The difficulty of controlling a process with 3-sigma capability can be seen from the critical-error graph. The intersection of the critical-error line (the vertical line) with the power curves for commonly used QC procedures occurs on the rising portion of the power curves, resulting in probabilities of error detection from 0.20 to 0.60, or 20% to 60%, for Ns up to 4. It takes a multirule procedure with N=6 to provide 90% detection of the critical SE.

The process capability for the CLIA tolerance limits is even more dismal, as shown by the figure at the bottom of the page. The critical SE is only 0.68, which corresponds to a process capability of only 2.33-sigma (0.68 + 1.65). Such a process is inadequate for a routine service operation.

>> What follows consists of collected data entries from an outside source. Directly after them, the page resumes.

PR #696, opened 2023-06-26
[Bitv] slice vars to lists instead of pairs

### LINKED ISSUE #689: [bitv] Make B and C substitutions be nonrecursive
What I mean was that, when we create the substitution, we could create a substitution of a var to a list.

AFAIK, yes, the substitutions are created in `slice_composition` when the size of the variable is bigger than the pattern. What I meant above is, instead of just looking at a variable `v` and a pattern `p`, we can have something that looks into the next patterns and check if the newly produced variable (the one on the right) doesn't need splitting as well? And if it is the case, the created substitution will map the original variables to all the produced splits.

_Originally posted by @hra687261 in https://github.com/OCamlPro/alt-ergo/issues/680#issuecomment-1603883867_

hra687261:
An attempt to fix #689
This doesn't remove all recursive substitutions, but should decrease their number, especially when a substitution comes from splitting a variable that is the result of another split variable. (when the resulting variable on the right also doesn't fit into its pattern)


src/lib/reasoners/bitv.ml
```diff
@@ -692,21 +692,39 @@ module Shostak(X : ALIEN) = struct
...
+    let slice_var var pat_hd pat_tl =
+      let mk, vsz, tr =
+        match var.bv with
+        | S_Cte _ -> (fun sz -> { var with sz }), var.sz, None
+        | S_Var { sorte = A; _ } ->
+          (fun sz -> { bv = S_Var (fresh_var A); sz }), var.sz, Some A
+        | S_Var { sorte = B; _ } ->
+          (fun sz -> { bv = S_Var (fresh_var B); sz }), var.sz, Some B
+        | S_Var { sorte = C; _ } ->
+          (fun sz -> { bv = S_Var (fresh_var C); sz }), var.sz, Some C
```
bclement-ocp: `vsz` is not needed in the match, it is always equal to `var.sz`

src/lib/reasoners/bitv.ml
```diff
@@ -784,36 +802,38 @@ module Shostak(X : ALIEN) = struct
             let c, eq, pat = apply_sub_rev bsub c [] [] req in
             eq, csub, if c then Some pat else None
         end
-      | st :: eq, n :: pt when st.sz < n ->
+      | { bv = S_Var { sorte = B; _ }; _ } as st :: eq,
+        n :: pt when st.sz < n ->
```
bclement-ocp: Why can't we use `slice_var` here?

bclement-ocp: Also why doesn't `slice_var` return the `changed` boolean instead of having a special case for B-vars?

src/lib/reasoners/bitv.ml
```diff
@@ -784,36 +802,38 @@ module Shostak(X : ALIEN) = struct
...
         (* Since we start with a [slicing_pattern], this should only occur when
            a B-variable has been split into parts below. *)
         slice_vars eq (n - st.sz :: pt) (true, st :: req, subs)
       | st :: eq, n :: pt when st.sz = n ->
         slice_vars eq pt (c, st :: req, subs)
       | st :: eq, n :: pt ->
-        let (st_n, rst, flag) = slice_var st n in
+        let (nvar_list, pat_tail, flag) = slice_var st n pt in
```
bclement-ocp: Please keep the name `pt` instead of `pat_tail`. Yes `pt` may not be a good name, but it's better to have one name to refer to a thing rather than multiple names.

bclement-ocp (commented):
I need to make a second pass to make sure that the order is correct, but I think it is.

Can you clarify the cases where recursive substitutions still get created? I would think only B vars are concerned?

src/lib/reasoners/bitv.ml
bclement-ocp: Also I think this can be simplified:

```ocaml
let mk, tr =
  match var.bv with
  | S_Cte _ -> (fun sz -> { var with sz }), None
  | S_Var { sorte; _ } -> (fun sz -> { bv = S_Var (fresh_var sorte); sz }), Some sorte
in
...
```

hra687261: Done

src/lib/reasoners/bitv.ml
hra687261: Hm, I changed it because it is not the same one and I wanted to avoid shadowing it, `pt'` should be better?

src/lib/reasoners/bitv.ml
hra687261: > Why can't we use slice_var here?

Because we're not slicing variables, this is the result of a previous slicing and substitution of a B variable.

> Also why doesn't slice_var return the changed boolean instead of having a special case for B-vars?

It does make sens to make `slice_var` return `changed`, but since `apply_sub_rev` also returns `changed` anyway, though it wouldn't be necessary, since `apply_sub_rev` would do it anyway.
The special case for B is due to the fact that that case can only be reached with B variable that was the result of a slicing and a substitution. (This also returns `changed = true` which is weird, correct but probably unnecessary, I think it would be "prettier" to have only `apply_sub_rev` return `changed` that way the argument can be removed since `apply_sub_rev` is only applied at the end)

hra687261:
> Can you clarify the cases where recursive substitutions still get created? I would think only B vars are concerned?

Yes, only B variables are concerned. If a B variable is split into `n` new variables, then a second instance of that B variable is replaced with those `n` new ones, I guess it's possible for one of them to need splitting which would lead to a split/substitution inside a split? Tbh I'm not super sure it can happen, I'll think about it and try to reproduce it

src/lib/reasoners/bitv.ml
bclement-ocp: Ah right, I got confused by the change that added the `sorte = B` case, thanks for the clarification. We should either perform the splitting (as was done before) or have an `assert false` here if the we get `st.sz < n` and the `sorte` is not `B` rather than fall through to the slicing case below.

Regarding returning `changed = true` here — you are right it is probably unnecessary because the `bsub` must be non-empty if we reach that case (when I wrote the code, I initially planned on removing `slicing_pattern`, in which case `changed = true` here would have been necessary). I am OK with not setting `changed` here but we probably should assert that `bsub` is nonempty in that case, to ensure that `apply_sub_rev` actually gets called.

src/lib/reasoners/bitv.ml
bclement-ocp: I think it would be an error to keep using the old `pt` here, and so shadowing is fine. Conceptually, `pt` refers to "the rest of the pattern" and after `slice_var` is called, it returns "the rest of the pattern". But if you insist on not shadowing, then yes, `pt'` is lower cognitive complexity because it's clearer that it is "the same kind of thing" as `pt'`.

bclement-ocp:
Yeah, I am positive that can happen. My point was more that if there can't be recursive substs for C vars (which I agree with you that I think there can't be) then we could remove the recursive call in `apply_subs`.

BTW, it would probably be good to have tests for:

 - Multi-splitting of a B variable (forward and backward)
 - Multi-splitting of a C variable

It is fairly easy to trigger the behavior (write equalities between concatenations of extractions of distinct variables for C vars, write equalities between concatenations of extractions of the same variable for B vars); I am not entirely sure how to check that it is correct. Assert the negation of the implied equalities by hand, probably?

`x[4] @ y[4] = a[1] @ b[1] @ c[1] @ d[1] @ x[4]` should cause four-way splitting of a C var (if I am not mistaken) and we should check that it implies `y^{0,0} = d`, `y^{1,1} = c`, etc.

I had an example to cause forward splitting of B-vars in #675 which we can reuse.

(I don't think it's *necessary*, but it would help make sure we don't mess up the orders in subtle ways)

src/lib/reasoners/bitv.ml
hra687261: I guess intentional shadowing is fine, as long as we know what we are doing. But I still think that out of clarity, it's better to keep `pt'` as a way to say that it is a modified version of `pt`.

src/lib/reasoners/bitv.ml
hra687261: Right, It's true that the slicing case doesn't have a `when st.sz > n`, so yeah, an assertion is better. Done

src/lib/reasoners/bitv.ml
bclement-ocp: Interesting, I would say that `pt` is clearer to me because the fact that there is an assignment at all indicates that it is a modified version. Anyways, `pt'` it is here

src/lib/reasoners/bitv.ml
```diff
@@ -785,35 +799,40 @@ module Shostak(X : ALIEN) = struct
             eq, csub, if c then Some pat else None
         end
       | st :: eq, n :: pt when st.sz < n ->
+        assert (not (Lists.is_empty (fst subs)));
+        assert (match st.bv with S_Var { sorte = B; _ } -> true | _ -> false);
```
bclement-ocp: The `assert` should go after the explanatory comment rather than before, since the comment explains the rationale for the asserts.

hra687261: Done.

bclement-ocp (approved):

hra687261:
For some reason the last commit doesn't appear (yet?). Could be a GH problem, but it removes the recursive call in `apply_subs` and replaces `f_aux (vl @ r)` with `vl @ f_aux r`.
Also added the test you suggested and updated the test of the issue 645 with the other cases (just in case) but I can remove them if you think it is out of the score of the PR or unnecessary.

Edit: not sure I understand why the commit doesn't appear here, but here's the change:
https://github.com/hra687261/alt-ergo-fuzz/blob/9f4c391cb3812e1754daa8ed5b71fff84dc7d528/src/lib/reasoners/bitv.ml#L897

bclement-ocp:
Sounds good! You should wait for the commit to appear in the GH UI before merging or it won't be picked up, we had the issue with @Halbaroth on another PR.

On the other hand, a method whose CV is 2.0% and bias is 0.0% provides 6.04-sigma performance for the NCEP clinical tolerance limits and 5.00-sigma performance for the CLIA analytical tolerance limits. Those specifications are consistent with the performance goals in Six Sigma Quality Management.

References

1. U.S. Department of Health and Human Services. Medicare, Medicaid and CLIA Programs; Regulations implementing the Clinical Laboratory Improvemenet Amendments of 1988 (CLIA). Final rule. Fed Regist 1992;57:7002-186.
2. National Cholesterol Education Program Laboratory Standardization Panel. Current status of blood cholesterol measurements in clinical laboratories in the United States. Clin Chem 1988;34:193-201.
3. Fraser CG, Hyltoft Petersen P, Ricos C, Haekel R. Proposed quality specifications for the imprecision and inaccuracy of analytical systems for clinical chemistry. Eur J Clin Chem Clin Biochem 1992;30:311-317.
4. Costongs GMPJ, Janson PCW, Bas BM, et al. Short-term and long-term intra-individual variations and critical differences of clinical chemical laboratory parameters. J Clin Chem Clin Biochem 1985;23:7-16.